# PROVIDED DATA
PR #1503, opened 2025-01-18
Upgrade to Storybook Version 8

xian0831:
My initial motivation for upgrading SB to version 8 is that we are using a component pattern where some components are used as sub-components, such as `Select` and `Select.Item`   or `Combobox` and `Combobox.Item`. This patterns works fine but SB 7 removed the support for `subcomponent`.  This makes it extremely bad DX where developers will need to look into the source code to know correct props to use and how to use them on those sub-components.

## Fixed breaking changes from SB 7

1. Update React to 18 in **dev dependency.**
2. Update React Testing Library. Confirmed all test cases passed as expected.   
3. In MDX, `Story` no longer accept children, so I moved split the actual stories from MDX to separate `*.stories.js` files. MDX will focus on how to render stories properly using Canvas.
4. Fix package structure changes. [See details](https://storybook.js.org/docs/migration-guide#package-structure-changes)
5. ~Add [`storybook-addon-tag-badges`](https://github.com/Sidnioulz/storybook-addon-tag-badges?ref=storybookblog.ghost.io) addon to surface the new Tag features on the sidebar.~ I'm reaching out to the package author to fix peer dependency. Currently it is tied to SB 8.4 

#### Showing sub component properly

image

## Follow up items
- Since `argTypesRegex` is removed from SB 8. We will need to explicitly add arg to components that wants to show "Action" addon. I don't think this is a blocker given how often developers use this feature.
- Given that we are on the latest version of Storybook, which seems to added great support for React Native. It may be something worth look into by the platform team and the mobile team. https://storybook.js.org/blog/react-native-storybook-8/


.gitignore
```diff
@@ -2,3 +2,6 @@ node_modules
 dist
 .DS_Store
 storybook-static
+
+# IntelliJ IDEA
+.idea
```
xian0831, line 7: ignore config files from JetBrain IDEs

akdetrick (commented):
These changes look great! I really appreciate the contribution because it directly helps make a path for to achieve some of our UI Platform goals sooner than expected

Everything looks good so far; I want to give this a more careful review Wednesday after I merge an NDS feature blocking some accessibility work, then let's 🚢

xian0831:
> These changes look great! I really appreciate the contribution because it directly helps make a path for to achieve some of our UI Platform goals sooner than expected
> 
> Everything looks good so far; I want to give this a more careful review Wednesday after I merge an NDS feature blocking some accessibility work, then let's 🚢

Curious on those UI Platform goals. Can you share a little bit of details so I can gain some context?

tokens/src/color/color.mdx
```diff
@@ -1,32 +1,23 @@
...
+import { Meta, Story, Canvas } from "@storybook/blocks";
 import TokenTable, { toTokenRows } from "helpers/TokenTable";
+import * as ColorStories from "./color.stories.js";
 
 <Meta title="Design Tokens/Color" />
 
 # Color Tokens
 
-## Narmi Base Colors
+## Narmi Base ColorsO
```
akdetrick, line 9:
```suggestion
## Narmi Base Colors
```

akdetrick (approved):

PR #1510, opened 2025-01-27
feat(Radio): add single Radio component

akdetrick:
Closes NDS-922

Adds the `Radio` component, for rendering single radio inputs with full control over labels and markup between radios.

### DIFF
--- a/src/Radio/index.scss
+++ b/src/Radio/index.scss
@@ -1,0 +1,47 @@
+.nds-singleRadio {
+  position: relative;
+}
+
+.nds-singleRadio input {
+  position: absolute;
+  clip: rect(0 0 0 0);
+  clip-path: inset(50%);
+  height: 1px;
+  overflow: hidden;
+  position: absolute;
+  white-space: nowrap;
+  width: 1px;
+}
+
+.nds-singleRadio-radio {
+  // outline of the custom radio control
+  position: relative;
+  height: rem(20px);
+  width: rem(20px);
+  background-color: var(--color-white);
+  border: 1px solid var(--color-lightGrey);
+  border-radius: 50%;
+
+  // initially hidden dot
+  &:after {
+    position: absolute;
+    display: none;
+    content: "";
+    top: 50%;
+    left: 50%;
+    width: rem(12px);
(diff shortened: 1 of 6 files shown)


src/Radio/index.scss
```diff
@@ -0,0 +1,47 @@
...
+.nds-singleRadio input {
+  position: absolute;
+  clip: rect(0 0 0 0);
+  clip-path: inset(50%);
+  height: 1px;
+  overflow: hidden;
+  position: absolute;
+  white-space: nowrap;
+  width: 1px;
+}
```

# TASK TO CARRY OUT
If a line in the records contains the word "review", copy it.

# SOLUTION
Everything looks good so far; I want to give this a more careful review Wednesday after I merge an NDS feature blocking some accessibility work, then let's 🚢
> Everything looks good so far; I want to give this a more careful review Wednesday after I merge an NDS feature blocking some accessibility work, then let's 🚢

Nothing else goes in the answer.